▶ [Exercise instructions]: Find the word "style" in the data. Return every line where it appears.

──────────────────────────────

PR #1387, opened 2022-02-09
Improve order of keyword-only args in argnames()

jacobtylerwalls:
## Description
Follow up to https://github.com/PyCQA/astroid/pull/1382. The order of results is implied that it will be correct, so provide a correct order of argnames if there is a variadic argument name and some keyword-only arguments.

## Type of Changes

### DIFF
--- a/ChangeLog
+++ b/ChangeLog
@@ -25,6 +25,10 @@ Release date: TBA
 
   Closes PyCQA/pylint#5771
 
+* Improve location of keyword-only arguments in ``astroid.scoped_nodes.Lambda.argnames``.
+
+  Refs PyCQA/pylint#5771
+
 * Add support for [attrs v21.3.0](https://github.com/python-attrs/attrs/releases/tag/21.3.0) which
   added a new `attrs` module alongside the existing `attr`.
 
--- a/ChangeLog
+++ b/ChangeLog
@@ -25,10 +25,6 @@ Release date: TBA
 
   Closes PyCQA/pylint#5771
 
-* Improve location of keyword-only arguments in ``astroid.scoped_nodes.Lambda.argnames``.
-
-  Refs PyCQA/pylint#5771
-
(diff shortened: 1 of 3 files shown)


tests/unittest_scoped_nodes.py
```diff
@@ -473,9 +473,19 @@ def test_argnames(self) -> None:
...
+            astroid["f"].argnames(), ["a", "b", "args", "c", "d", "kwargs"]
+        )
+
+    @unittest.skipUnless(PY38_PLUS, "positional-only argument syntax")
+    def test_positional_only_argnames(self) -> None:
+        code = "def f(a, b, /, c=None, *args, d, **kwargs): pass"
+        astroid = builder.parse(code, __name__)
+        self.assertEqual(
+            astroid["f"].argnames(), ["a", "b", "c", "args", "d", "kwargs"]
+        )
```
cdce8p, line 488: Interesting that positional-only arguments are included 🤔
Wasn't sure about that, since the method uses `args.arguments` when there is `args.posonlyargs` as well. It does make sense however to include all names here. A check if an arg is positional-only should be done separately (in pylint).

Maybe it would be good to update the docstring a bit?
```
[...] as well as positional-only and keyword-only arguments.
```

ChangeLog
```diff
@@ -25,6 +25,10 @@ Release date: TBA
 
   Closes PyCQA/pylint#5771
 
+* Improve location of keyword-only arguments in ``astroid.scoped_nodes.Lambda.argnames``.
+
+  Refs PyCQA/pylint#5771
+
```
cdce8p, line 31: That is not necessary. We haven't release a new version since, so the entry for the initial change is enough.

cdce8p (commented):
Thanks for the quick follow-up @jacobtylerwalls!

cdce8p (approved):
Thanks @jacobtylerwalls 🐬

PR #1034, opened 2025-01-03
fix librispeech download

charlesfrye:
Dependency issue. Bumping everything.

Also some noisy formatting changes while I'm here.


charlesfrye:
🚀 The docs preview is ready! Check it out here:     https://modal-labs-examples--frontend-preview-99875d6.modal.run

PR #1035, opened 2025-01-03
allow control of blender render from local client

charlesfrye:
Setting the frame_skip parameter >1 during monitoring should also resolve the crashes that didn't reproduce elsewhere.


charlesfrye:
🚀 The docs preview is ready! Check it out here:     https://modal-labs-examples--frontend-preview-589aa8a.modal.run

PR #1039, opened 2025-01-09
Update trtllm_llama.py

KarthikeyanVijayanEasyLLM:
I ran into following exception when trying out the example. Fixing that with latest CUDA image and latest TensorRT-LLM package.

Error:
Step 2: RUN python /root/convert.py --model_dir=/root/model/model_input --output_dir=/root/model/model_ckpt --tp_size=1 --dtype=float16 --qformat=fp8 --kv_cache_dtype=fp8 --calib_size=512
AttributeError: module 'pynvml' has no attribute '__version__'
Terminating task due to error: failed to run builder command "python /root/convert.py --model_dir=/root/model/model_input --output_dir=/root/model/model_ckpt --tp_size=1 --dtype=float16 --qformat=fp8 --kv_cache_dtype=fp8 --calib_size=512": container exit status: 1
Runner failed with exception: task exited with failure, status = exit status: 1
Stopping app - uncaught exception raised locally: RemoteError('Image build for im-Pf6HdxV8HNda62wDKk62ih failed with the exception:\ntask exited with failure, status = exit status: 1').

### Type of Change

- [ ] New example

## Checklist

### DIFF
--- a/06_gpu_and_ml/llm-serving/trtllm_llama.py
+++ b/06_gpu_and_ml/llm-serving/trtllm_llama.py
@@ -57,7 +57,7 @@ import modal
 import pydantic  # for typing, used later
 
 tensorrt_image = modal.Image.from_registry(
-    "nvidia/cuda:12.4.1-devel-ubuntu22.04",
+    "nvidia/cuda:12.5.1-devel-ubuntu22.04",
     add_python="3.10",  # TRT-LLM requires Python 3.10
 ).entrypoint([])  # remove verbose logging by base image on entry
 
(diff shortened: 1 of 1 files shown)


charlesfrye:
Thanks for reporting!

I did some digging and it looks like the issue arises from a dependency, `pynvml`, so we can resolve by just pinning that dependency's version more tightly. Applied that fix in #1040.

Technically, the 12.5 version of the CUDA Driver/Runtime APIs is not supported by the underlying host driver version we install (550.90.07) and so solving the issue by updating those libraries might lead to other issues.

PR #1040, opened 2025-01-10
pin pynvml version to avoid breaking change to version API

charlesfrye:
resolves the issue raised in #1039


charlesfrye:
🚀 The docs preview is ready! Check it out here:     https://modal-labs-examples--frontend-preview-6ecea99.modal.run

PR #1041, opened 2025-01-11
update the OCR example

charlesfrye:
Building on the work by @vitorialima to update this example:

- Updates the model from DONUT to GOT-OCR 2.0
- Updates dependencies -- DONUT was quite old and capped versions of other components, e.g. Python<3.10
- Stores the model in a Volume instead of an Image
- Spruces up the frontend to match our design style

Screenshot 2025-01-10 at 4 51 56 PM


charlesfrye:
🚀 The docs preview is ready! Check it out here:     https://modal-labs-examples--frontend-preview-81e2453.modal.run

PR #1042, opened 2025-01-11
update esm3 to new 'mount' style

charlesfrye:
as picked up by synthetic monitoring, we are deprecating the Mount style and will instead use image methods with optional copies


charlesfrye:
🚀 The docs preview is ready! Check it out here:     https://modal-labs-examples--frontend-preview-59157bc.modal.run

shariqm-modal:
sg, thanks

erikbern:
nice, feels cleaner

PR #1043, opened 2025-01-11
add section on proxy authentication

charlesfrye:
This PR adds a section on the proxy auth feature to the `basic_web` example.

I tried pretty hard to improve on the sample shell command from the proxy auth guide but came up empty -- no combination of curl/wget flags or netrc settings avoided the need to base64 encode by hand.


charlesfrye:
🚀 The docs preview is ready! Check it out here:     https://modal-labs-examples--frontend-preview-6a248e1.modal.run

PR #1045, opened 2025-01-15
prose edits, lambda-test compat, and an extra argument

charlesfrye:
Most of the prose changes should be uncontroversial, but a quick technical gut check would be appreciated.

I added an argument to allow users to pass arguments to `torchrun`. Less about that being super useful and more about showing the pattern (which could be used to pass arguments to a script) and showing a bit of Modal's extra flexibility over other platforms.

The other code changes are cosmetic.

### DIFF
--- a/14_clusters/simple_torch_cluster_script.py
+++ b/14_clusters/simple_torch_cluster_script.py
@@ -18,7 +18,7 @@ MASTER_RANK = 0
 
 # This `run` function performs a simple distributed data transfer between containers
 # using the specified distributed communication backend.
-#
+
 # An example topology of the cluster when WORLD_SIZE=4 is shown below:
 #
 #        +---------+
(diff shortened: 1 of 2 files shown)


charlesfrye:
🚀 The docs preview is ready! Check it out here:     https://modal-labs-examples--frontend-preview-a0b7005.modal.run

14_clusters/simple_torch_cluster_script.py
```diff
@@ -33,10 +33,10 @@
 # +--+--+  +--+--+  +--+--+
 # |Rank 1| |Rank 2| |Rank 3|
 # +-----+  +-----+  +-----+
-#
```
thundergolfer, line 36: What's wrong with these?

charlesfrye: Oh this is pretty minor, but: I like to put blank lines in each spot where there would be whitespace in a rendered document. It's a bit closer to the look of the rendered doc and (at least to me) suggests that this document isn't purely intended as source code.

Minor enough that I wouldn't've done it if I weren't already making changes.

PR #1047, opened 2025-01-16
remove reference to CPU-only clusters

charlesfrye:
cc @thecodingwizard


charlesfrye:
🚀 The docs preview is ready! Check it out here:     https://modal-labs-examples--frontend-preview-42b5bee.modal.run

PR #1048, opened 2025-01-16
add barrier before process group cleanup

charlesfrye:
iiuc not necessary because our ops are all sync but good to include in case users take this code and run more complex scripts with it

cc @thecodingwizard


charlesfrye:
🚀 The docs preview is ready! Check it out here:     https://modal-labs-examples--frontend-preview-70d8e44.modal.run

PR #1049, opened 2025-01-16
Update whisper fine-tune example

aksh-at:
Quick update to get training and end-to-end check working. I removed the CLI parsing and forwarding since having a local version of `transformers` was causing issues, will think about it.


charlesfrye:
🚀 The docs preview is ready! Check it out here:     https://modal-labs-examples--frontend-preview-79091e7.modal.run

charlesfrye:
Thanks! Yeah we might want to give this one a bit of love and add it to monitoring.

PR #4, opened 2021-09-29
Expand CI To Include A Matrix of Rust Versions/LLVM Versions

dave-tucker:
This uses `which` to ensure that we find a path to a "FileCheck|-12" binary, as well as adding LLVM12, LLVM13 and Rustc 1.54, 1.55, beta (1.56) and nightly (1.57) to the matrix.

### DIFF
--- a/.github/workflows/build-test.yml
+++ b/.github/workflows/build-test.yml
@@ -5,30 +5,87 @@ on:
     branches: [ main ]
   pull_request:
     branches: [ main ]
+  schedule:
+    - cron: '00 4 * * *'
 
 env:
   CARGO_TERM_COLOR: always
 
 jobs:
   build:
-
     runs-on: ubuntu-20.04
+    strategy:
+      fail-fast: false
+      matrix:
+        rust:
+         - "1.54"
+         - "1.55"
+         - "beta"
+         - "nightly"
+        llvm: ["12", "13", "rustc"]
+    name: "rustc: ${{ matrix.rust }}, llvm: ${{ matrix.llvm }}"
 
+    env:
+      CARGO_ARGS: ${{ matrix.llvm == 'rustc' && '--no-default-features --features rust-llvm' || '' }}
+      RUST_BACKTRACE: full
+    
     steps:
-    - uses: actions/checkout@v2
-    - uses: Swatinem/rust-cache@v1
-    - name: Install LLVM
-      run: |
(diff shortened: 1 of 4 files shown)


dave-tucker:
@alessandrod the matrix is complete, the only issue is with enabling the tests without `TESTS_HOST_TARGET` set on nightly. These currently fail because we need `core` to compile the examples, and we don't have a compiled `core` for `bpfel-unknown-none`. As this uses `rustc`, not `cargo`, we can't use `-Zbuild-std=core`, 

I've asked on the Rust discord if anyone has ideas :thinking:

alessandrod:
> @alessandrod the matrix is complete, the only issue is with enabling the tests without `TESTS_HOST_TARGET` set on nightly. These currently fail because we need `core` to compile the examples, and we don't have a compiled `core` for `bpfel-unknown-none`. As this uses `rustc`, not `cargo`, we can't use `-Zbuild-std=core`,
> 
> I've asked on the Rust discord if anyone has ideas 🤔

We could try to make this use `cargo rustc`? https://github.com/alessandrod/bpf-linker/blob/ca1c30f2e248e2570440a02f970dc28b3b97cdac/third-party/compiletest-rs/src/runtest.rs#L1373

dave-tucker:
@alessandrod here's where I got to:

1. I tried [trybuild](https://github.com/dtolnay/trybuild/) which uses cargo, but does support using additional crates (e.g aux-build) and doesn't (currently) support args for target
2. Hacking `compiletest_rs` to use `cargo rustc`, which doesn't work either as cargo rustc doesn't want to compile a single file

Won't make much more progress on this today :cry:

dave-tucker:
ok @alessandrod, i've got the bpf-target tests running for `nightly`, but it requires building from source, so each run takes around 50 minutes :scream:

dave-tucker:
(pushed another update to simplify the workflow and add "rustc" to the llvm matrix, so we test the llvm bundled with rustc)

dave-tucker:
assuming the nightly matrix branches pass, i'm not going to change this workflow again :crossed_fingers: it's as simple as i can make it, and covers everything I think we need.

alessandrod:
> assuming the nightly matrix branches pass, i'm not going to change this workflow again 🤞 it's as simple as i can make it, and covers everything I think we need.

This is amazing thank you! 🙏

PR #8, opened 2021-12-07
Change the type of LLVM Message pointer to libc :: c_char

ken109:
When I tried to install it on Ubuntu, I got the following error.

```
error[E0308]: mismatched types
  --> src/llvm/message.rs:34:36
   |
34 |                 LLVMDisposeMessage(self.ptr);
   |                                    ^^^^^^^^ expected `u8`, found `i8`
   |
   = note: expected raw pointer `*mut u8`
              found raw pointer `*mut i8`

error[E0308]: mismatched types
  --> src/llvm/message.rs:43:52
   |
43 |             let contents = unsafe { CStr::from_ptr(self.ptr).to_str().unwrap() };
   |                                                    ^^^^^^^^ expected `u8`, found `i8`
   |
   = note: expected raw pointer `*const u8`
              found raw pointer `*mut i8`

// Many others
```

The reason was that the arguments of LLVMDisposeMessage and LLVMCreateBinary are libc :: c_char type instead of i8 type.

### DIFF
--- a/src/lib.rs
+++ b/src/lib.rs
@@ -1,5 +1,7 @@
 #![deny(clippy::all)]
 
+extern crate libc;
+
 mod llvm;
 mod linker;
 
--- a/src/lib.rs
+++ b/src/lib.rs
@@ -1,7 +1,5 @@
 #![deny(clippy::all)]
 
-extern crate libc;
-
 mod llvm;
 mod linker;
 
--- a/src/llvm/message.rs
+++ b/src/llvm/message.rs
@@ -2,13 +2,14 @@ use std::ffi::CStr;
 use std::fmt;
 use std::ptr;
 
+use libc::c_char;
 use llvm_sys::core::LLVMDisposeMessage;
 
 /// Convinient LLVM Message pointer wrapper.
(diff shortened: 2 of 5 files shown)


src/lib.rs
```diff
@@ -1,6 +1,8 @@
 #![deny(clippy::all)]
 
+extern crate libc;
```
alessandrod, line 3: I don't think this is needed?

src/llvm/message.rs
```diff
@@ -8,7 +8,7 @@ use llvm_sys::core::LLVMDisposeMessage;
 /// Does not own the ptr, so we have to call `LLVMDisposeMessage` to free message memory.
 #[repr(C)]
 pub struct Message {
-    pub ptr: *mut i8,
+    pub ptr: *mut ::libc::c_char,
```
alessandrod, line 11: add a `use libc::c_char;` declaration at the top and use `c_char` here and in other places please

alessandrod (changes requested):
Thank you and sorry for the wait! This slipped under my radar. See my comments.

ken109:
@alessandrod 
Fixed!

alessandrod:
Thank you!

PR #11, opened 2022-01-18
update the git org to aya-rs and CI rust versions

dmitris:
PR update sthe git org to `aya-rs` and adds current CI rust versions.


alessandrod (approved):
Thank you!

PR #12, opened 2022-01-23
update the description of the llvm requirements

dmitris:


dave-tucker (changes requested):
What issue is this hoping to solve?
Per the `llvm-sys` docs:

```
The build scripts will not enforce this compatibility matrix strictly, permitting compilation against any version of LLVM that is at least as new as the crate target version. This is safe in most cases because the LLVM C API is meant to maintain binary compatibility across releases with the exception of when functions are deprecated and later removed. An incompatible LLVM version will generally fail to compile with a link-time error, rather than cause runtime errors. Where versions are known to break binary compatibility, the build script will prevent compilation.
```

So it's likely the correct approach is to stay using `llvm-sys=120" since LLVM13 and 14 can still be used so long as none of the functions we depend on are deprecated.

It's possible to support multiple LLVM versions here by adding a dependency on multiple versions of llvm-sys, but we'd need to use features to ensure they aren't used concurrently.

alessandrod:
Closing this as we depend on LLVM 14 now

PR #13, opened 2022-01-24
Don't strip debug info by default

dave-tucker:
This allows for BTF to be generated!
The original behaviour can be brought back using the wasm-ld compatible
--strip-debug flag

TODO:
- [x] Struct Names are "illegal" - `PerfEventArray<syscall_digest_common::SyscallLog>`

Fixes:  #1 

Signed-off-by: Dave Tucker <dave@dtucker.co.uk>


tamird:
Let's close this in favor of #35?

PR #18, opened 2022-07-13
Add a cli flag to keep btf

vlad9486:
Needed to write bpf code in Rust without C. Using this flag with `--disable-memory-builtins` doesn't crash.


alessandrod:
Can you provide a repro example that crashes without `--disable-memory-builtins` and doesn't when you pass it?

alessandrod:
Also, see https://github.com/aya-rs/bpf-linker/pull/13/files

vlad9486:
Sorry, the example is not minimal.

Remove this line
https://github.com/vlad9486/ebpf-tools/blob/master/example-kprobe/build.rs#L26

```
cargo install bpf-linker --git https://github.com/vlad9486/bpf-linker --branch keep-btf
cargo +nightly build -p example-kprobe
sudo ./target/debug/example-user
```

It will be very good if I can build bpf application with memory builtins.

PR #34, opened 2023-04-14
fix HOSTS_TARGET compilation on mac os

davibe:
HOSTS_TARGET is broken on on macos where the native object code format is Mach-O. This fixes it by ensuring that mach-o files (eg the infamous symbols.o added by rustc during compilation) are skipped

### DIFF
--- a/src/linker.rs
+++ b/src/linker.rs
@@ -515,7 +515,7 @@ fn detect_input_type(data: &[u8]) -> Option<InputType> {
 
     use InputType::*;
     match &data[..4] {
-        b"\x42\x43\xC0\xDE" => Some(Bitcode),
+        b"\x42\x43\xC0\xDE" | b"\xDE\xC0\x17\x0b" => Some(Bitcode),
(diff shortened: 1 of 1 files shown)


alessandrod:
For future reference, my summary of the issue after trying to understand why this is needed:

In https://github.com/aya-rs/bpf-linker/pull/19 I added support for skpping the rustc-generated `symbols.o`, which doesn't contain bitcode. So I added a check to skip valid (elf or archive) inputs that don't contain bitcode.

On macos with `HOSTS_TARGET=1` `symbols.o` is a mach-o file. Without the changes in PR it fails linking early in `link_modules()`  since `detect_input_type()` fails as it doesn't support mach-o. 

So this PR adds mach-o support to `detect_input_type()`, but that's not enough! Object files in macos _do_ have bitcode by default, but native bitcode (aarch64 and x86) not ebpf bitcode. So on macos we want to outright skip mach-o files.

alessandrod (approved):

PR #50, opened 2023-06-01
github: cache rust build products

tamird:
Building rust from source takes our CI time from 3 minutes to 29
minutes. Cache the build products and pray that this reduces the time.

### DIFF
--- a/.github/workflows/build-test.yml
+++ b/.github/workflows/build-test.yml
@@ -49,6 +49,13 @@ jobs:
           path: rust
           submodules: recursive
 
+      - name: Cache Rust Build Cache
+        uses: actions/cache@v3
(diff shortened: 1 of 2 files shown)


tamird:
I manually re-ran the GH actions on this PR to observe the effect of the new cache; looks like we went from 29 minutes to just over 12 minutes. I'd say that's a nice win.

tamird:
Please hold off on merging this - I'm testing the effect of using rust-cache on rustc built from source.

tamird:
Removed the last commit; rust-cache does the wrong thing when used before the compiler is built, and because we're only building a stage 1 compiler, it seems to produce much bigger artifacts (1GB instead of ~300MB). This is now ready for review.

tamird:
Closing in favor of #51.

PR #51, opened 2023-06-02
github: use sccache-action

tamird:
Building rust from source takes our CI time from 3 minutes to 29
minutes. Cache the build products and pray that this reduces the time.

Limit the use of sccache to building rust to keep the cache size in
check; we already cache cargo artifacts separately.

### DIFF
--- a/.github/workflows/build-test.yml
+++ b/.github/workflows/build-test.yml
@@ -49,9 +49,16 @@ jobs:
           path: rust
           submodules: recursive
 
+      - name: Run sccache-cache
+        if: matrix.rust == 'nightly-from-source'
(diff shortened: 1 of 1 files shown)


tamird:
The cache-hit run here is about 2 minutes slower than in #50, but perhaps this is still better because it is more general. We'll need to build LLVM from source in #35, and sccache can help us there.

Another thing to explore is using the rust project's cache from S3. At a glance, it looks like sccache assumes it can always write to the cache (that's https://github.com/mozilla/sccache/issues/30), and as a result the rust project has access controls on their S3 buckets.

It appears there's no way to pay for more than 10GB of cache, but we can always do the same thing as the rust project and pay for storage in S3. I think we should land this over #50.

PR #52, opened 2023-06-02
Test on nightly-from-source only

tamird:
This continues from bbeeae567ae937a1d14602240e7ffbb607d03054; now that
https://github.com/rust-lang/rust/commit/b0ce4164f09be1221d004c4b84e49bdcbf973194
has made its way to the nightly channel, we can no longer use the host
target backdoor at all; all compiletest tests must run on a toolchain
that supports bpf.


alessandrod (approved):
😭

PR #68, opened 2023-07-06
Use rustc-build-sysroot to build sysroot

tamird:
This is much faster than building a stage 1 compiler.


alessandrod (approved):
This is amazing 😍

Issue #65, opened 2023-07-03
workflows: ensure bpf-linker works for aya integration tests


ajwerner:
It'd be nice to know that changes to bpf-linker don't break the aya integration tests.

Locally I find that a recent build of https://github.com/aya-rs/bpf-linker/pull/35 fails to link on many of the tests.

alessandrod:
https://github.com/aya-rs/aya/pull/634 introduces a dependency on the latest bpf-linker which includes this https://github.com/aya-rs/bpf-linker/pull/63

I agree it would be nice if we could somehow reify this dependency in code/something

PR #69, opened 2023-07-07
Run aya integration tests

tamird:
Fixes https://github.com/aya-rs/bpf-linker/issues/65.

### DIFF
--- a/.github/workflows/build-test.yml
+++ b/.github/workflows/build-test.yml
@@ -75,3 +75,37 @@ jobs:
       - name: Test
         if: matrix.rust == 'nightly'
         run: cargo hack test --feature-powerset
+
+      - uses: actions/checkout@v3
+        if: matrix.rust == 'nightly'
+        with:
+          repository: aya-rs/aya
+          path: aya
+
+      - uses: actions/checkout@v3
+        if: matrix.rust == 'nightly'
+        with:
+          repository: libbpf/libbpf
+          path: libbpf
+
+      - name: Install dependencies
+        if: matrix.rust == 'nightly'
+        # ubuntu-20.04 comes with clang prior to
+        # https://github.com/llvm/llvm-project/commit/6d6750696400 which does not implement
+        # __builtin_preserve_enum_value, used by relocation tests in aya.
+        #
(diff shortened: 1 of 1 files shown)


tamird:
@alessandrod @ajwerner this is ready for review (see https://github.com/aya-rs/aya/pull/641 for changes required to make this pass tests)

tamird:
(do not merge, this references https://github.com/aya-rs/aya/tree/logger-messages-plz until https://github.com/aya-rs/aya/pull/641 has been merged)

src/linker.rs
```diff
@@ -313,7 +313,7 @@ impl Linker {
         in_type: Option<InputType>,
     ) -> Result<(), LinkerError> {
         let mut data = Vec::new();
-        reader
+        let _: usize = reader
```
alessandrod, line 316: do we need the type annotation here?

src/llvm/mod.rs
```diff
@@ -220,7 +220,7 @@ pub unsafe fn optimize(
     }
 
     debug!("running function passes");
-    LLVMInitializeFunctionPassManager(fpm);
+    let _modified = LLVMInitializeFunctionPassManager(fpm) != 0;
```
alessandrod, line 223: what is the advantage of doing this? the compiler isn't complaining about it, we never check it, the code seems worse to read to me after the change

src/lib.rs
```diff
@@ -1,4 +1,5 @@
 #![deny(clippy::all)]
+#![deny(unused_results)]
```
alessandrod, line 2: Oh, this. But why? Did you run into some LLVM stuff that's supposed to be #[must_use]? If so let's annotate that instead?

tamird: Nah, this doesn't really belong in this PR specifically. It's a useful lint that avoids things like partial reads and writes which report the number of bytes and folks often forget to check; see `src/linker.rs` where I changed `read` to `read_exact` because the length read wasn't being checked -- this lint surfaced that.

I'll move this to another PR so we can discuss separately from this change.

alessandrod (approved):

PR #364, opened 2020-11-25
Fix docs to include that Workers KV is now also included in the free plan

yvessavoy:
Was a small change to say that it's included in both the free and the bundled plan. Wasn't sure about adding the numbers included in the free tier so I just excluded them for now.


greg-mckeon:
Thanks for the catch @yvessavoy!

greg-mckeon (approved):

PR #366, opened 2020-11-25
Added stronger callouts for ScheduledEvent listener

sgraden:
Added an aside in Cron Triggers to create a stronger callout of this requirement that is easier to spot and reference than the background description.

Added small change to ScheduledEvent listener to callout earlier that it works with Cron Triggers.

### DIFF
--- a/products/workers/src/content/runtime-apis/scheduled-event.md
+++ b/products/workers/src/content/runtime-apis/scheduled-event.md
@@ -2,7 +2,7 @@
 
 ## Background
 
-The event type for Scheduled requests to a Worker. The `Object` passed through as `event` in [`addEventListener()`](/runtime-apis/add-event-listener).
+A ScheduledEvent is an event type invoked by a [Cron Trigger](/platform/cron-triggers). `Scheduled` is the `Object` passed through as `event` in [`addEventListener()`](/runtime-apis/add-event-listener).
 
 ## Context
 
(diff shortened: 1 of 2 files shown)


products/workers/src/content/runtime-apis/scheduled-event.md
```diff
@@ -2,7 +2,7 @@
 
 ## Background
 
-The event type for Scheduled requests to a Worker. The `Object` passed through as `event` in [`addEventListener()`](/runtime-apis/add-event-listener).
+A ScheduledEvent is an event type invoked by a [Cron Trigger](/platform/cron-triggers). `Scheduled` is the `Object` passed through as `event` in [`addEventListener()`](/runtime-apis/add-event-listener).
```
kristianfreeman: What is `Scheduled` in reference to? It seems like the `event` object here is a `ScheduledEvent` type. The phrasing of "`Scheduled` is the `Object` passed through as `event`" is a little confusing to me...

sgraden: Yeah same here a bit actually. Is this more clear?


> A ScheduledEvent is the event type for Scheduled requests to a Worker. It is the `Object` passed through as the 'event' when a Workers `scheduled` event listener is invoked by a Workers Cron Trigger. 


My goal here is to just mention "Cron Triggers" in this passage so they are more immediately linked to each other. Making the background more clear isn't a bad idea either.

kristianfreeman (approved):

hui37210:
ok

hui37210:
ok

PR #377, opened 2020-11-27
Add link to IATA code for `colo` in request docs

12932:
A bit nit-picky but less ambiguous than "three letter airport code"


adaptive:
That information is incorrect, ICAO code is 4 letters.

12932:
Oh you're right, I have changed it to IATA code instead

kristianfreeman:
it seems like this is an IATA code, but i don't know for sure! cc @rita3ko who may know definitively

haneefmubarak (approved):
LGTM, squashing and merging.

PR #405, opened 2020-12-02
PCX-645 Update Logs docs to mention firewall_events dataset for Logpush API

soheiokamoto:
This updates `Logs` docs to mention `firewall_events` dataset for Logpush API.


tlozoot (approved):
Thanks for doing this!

──────────────────────────────

▶ [Output below]:
- Spruces up the frontend to match our design style
update esm3 to new 'mount' style
as picked up by synthetic monitoring, we are deprecating the Mount style and will instead use image methods with optional copies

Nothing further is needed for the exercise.